Communism v. Capitalism
I have two final summar book reports to make, even though I only read about half of the second one. The first is The Aquariums of Pyongyang by Kang Chol-Hwan (Basic Books, 2001) and the second is Killing Pablo: The Hunt for the Richest, Most Powerful Man in History by Mark Bowden (Atlantic Books, 2001).
I selected the title for this post, Communism v. Capitalism, because I think these two books effectively illustrate just how similar the two can be when unchecked.
Aquariums is heart-breaking. I hesitated a long time before buying it, because I knew it was about life in a North Korean gulag, and I wasn't sure I had the stomach for it. It turns out that the author, while pulling no punches in describing the horror, doesn't hit us over the head with the brutality of it all.
The true story is about a Korean family living in Japan during WWII. After the war, the North Koreans started recruiting expatriots to come back to the Fatherland to work toward building a Communist utopia. The husband, who had built an impressive fortune, was indifferent to politics, but his wife was an active communist who convinced the whole family to return. She quickly came to regret that. A few years later, they were all in jail. The author is a grandson of that couple, and he talks about his grandmother never losing her faith in Communism, although she decided the North Koreans weren't "true Communists." The author was nine years old when he was sent to the camps. His "crime" was being the grandson of a political dissident. Apparently, North Koreans believe that political subversiveness is genetic.
When he was finally released, our author tells us that at the beginning, North Koreans were all about two things: money and power. By the time he successfully fled the country, the quest for power had gone the way of the dodo, and money was the be-all and end-all of life in communist North Korea.
As my brother-in-law Trevor noted when I told him about the book, it's ironic when fleeing into China is a vast improvement over your situation. At the time, I had no idea how right he was. When the government started spying on the author again, he and a friend bribed their way north and into mainland China, where they were amazed at how relaxed and prosperous the Chinese were. So that should say quite a bit about how bad North Korea is. Eventually he made his way south, worked for a few months in the port city of Dalian, and caught a boat to South Korea, where he lives today.
The second book, Killing Pablo, is not a political treatise at all. It reads like a Tom Clancy novel (specifically, Clear and Present Danger), but it is non-fiction. The author does not directly discuss capitalism - I only made the connection because I had just finished a book on communism. But really, that's what we're looking at here. Pablo Escobar became one of the world's wealthiest criminals by being a better, more vicious thug than anyone around him.
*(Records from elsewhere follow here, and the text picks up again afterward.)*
PR #1390, opened 2018-01-31
Added usage documentation on how to pass general ES query parameters.

manuelkiessling:
I had a hard time finding out exactly where and how to pass ES query parameters - in my case, I needed to have `?search_type=dfs_query_then_fetch` added to the ES HTTP call, but couldn't find any hints in the docs.

I have added a paragraph to the usage chapter which should point people into the right direction.


XWB:
Thanks.

PR #1395, opened 2018-02-08
Add proper types for the TransformEvent

stof:
Types are not mixed on these variables

### DIFF
--- a/src/Event/TransformEvent.php
+++ b/src/Event/TransformEvent.php
@@ -20,6 +20,7 @@
 
 namespace FOS\ElasticaBundle\Event;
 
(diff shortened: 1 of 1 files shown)


src/Event/TransformEvent.php
```diff
@@ -78,15 +79,15 @@ public function getFields()
...
     public function getObject()
     {
         return $this->object;
     }
 
     /**
-     * @param mixed $document
+     * @param Document $document
      */
     public function setDocument($document)
```
stof: Note that I have not added the typehint here, as it would be a BC break (method is not final)

PR #1396, opened 2018-02-08
Remove bad duplicate license headers

stof:
All files have the right header (and PHP-CS-Fixer is configured to enforce it). But a bundle of files were holding a second header after it.


XWB:
Apparently this mistake was made after upgrading to PHP-CS-Fixer 2.

PR #1397, opened 2018-02-08
Add autowiring support for Elastica\Client

stof:
The extending client provided by the bundle to add extra logging should not be enforced for typehints. It creates extra coupling to the bundle. The typehint should rather be on the library class.


stof:
I kept the autowiring alias for `FOS\ElasticaBundle\Elastica\Client` though, as removing it would be a BC break.

PR #1402, opened 2018-02-21
Fix pagination of ORM queries when populating

stof:
Paginating a DQL query which does not have a ORDER BY clause does not work cross-platform, as the sorting is undefined in such case.
MySQL is not affected by the bug because it always adds an implicit sorting by insertion order (which is a compliant way to implement the undefined order but tends to hide this issue from developers having to deal with other platforms too). But PostgreSQL is impacted for instance.

### DIFF
--- a/src/Doctrine/ORMPagerProvider.php
+++ b/src/Doctrine/ORMPagerProvider.php
@@ -12,6 +12,8 @@
 namespace FOS\ElasticaBundle\Doctrine;
 
 use Doctrine\Common\Persistence\ManagerRegistry;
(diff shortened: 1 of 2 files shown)


stof:
Note that unit tests are not covering this new logic for now. But as there are mocking the QueryBuilder currently, they would not even ensure that the logic produces the expected result (as they would test that they do it fine according to the behavior of the mock, with no guarantee it is actually the Doctrine behavior).
Testing this in a reliable way would require an integration test using an actual QueryBuilder.

PR #1427, opened 2018-06-12
Update Pagerfanta to 2.0.0

bitbager:


bitbager:
We need it dramatically for our https://github.com/BitBagCommerce/SyliusElasticsearchPlugin. Sylius currently uses v2.0.0 Pagerfanta, which disables us from using our plugin with it and FOS Elastica Bundle as well.

XWB:
This needs to be changed to `^1.0.5|^2.0` as this bundle still supports PHP 5.6.

bitbager:
Done 👌

bitbager:
Thank you! 🙂

PR #1863, opened 2022-03-31
Fix alias event on AbstractEvent

jcmoro:


XWB:

PR #1881, opened 2022-09-08
Add PHPStan template to HybridResult

bobvandevijver:
This allows users to annotate what transformed object is contained in their HybridResults by annotating their search repositories.

See https://phpstan.org/blog/generics-in-php-using-phpdocs for more information about generics.


XWB:
Thanks :+1:

PR #1892, opened 2022-11-16
Show filtered object count during populate

bobvandevijver:
With the current populate command output you are not given insight in the amount of filtered objects, and they are not used to advance the progress bar as well. Before #1891 this would result in the progress bar not being completed at all, but now it jumps to the end as it is being marked as completed.

I propose the following adjustment: register the amount of filtered objects into the `PreInserObjectsEvent` and forward to the `PostInsertObjectsEvent`. There is also a `PostAsyncInsertObjectsEvent`, but I believe that is not being used at (~~will open a dedicated MR for it~~ #1893). With the data now available to the console logger, we can print the skipped/total object after the populating message, and adjust the progress bar total to show the amount of objects to be really inserted.

I expect test will fail with this change, but before I update them I would love to hear if this is a reasonable change!

### Old output

https://user-images.githubusercontent.com/1835343/202022563-561b2bfe-749f-487a-8b33-cf9af9d5863e.mp4

### New output

https://user-images.githubusercontent.com/1835343/202179821-67ee1dd7-b5b0-4a37-9f28-9cf4cb164470.mp4

### DIFF
--- a/src/Persister/Event/PostInsertObjectsEvent.php
+++ b/src/Persister/Event/PostInsertObjectsEvent.php
@@ -38,15 +38,21 @@ final class PostInsertObjectsEvent extends Event implements PersistEvent
     private $options;
 
     /**
+     * @var int
+     */
+    private $filteredObjectCount;
+
+    /**
      * @param list<object>         $objects
      * @param array<string, mixed> $options
      */
-    public function __construct(PagerInterface $pager, ObjectPersisterInterface $objectPersister, array $objects, array $options)
+    public function __construct(PagerInterface $pager, ObjectPersisterInterface $objectPersister, array $objects, array $options, int $filteredObjectCount = 0)
     {
         $this->pager = $pager;
         $this->objectPersister = $objectPersister;
         $this->objects = $objects;
         $this->options = $options;
+        $this->filteredObjectCount = $filteredObjectCount;
     }
 
     public function getPager(): PagerInterface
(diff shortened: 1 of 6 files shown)


bobvandevijver:
@XWB Anything I can do for this to get merged?

src/Persister/Event/PreInsertObjectsEvent.php
```diff
@@ -107,4 +112,24 @@ public function setObjects($objects)
...
     }
+
+    /**
+     * @param int $count
+     *
+     * @return void
+     *
+     * @internal
+     */
+    public function setFilteredObjectCount($count)
```
XWB, line 123: As we rely on PHP 7.4 it is safe to use type hints and return types.

src/Persister/Event/PreInsertObjectsEvent.php
```diff
@@ -107,4 +112,24 @@ public function setObjects($objects)
...
+    {
+        $this->filteredObjectCount = $count;
+    }
+
+    /**
+     * @return int
+     */
+    public function getFilteredObjectCount()
```
XWB, line 131: You may add a return type.

src/Persister/Event/PostInsertObjectsEvent.php
```diff
@@ -37,16 +37,22 @@ final class PostInsertObjectsEvent extends Event implements PersistEvent
      */
     private $options;
 
+    /**
+     * @var int
+     */
+    private $filteredObjectCount;
```
XWB, line 43:
```suggestion
    private int $filteredObjectCount;
```

XWB (changes requested):

XWB (approved):

XWB:
👍

bobvandevijver:
@XWB I would love to see a release coming soon :)

PR #1893, opened 2022-11-16
Remove non-emitted PostAsyncInsertObjectsEvent

bobvandevijver:
I believe this event is not emitted anywhere from the source, so it should be save to remove.


bobvandevijver:
@XWB Any update on this MR?

XWB:
We don't know if someone uses the event, removing it would be a BC break. Instead, you should deprecate the event so it can be removed in a future major release.

bobvandevijver:
Fair enough, updated!

src/Command/PopulateCommand.php
```diff
@@ -171,13 +170,6 @@ private function populateIndex(OutputInterface $output, string $index, bool $res
             }
         );
 
-        $this->dispatcher->addListener(
```
XWB, line 174: I think this change needs to be reverted, otherwise custom event listeners won't be triggered.

bobvandevijver: I'm not sure what you mean here. This command registers its own listener for an event (that is never emitted at all). This listener registration does not create any event by itself?

XWB (approved):

XWB:
Approved, but there is a merge conflict.

bobvandevijver:
@XWB Merge conflict has been fixed!

XWB:
Thanks :)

He bought or killed cops, judges, jailers, congressmen, political candidates - anyone he needed.
Escobar eventually turned himself in to the authorities because he worked out a very sweet deal. He was "imprisoned" in a jail of his own construction, all the guards were his employees, he left whenever he felt like it, and he had all the resources at his fingertips to build his cocaine empire. Things went along swimmingly for both drug lord and government for about a year, until Escobar started killing people he suspected of cheating him. In a fascinating little scene, Escobar has taken hostage a Deputy Defense Minister, and he explains, "Doctor, I know you guys are worried about those killings. Don't worry. These are problems among mafioso. They do not concern you."
It is amazing that it never seems to occur to him that murder - even among mafiosi - does in fact concern the government. To Escobar, there was no such thing as respect for human life, only what he could and could not do (and at the height of his power, there was very little of the latter).
This is the heart and soul of Capitalism. That which can make money will make money. Had Escobar not been at the center of the Medellin cartel, someone else would have been (and indeed, his death certainly didn't end the war on drugs, by any means). It is Adam Smith's invisible hand, pure and simple. Escobar doesn't sell drugs because he likes to sell drugs, but because the benefit to him (a zillion dollars and every creature comfort imaginable) offsets the cost (the effort exerted, a very nasty reputation, and the risk of getting shot in the head by Delta Force). Where benefit outweighs cost, the invisible hand moves people.
Adam Smith's theory is not perfect, as Killing Pablo shows. Every government official, cop, judge or reporter who stood up to Escobar risked not only being kidnapped, tortured and/or killed in nasty ways, but also seeing his or her family kidnapped, tortured and/or killed in nasty ways. I can't think of any economic motivation for doing such a thing, and yet people did it. In other words, while there exists an "inivisible hand" pushing people towards profitable economic activity, other forces push and pull in opposite directions.
The Communism in Aquariums is not a perfect match-up for the Capitalism in Killing Pablo, however, because Pablo Escobar never succeeded in his goal of becoming the state. He never exercised the utterly unfettered control over the people that Kim Jong-il and his father exercise. The parallel is only complete in some hypothetical alternate reality where the Columbian government legalizes the cocaine trade and Escobar's methods become official state policy, or else in Saudi Arabia.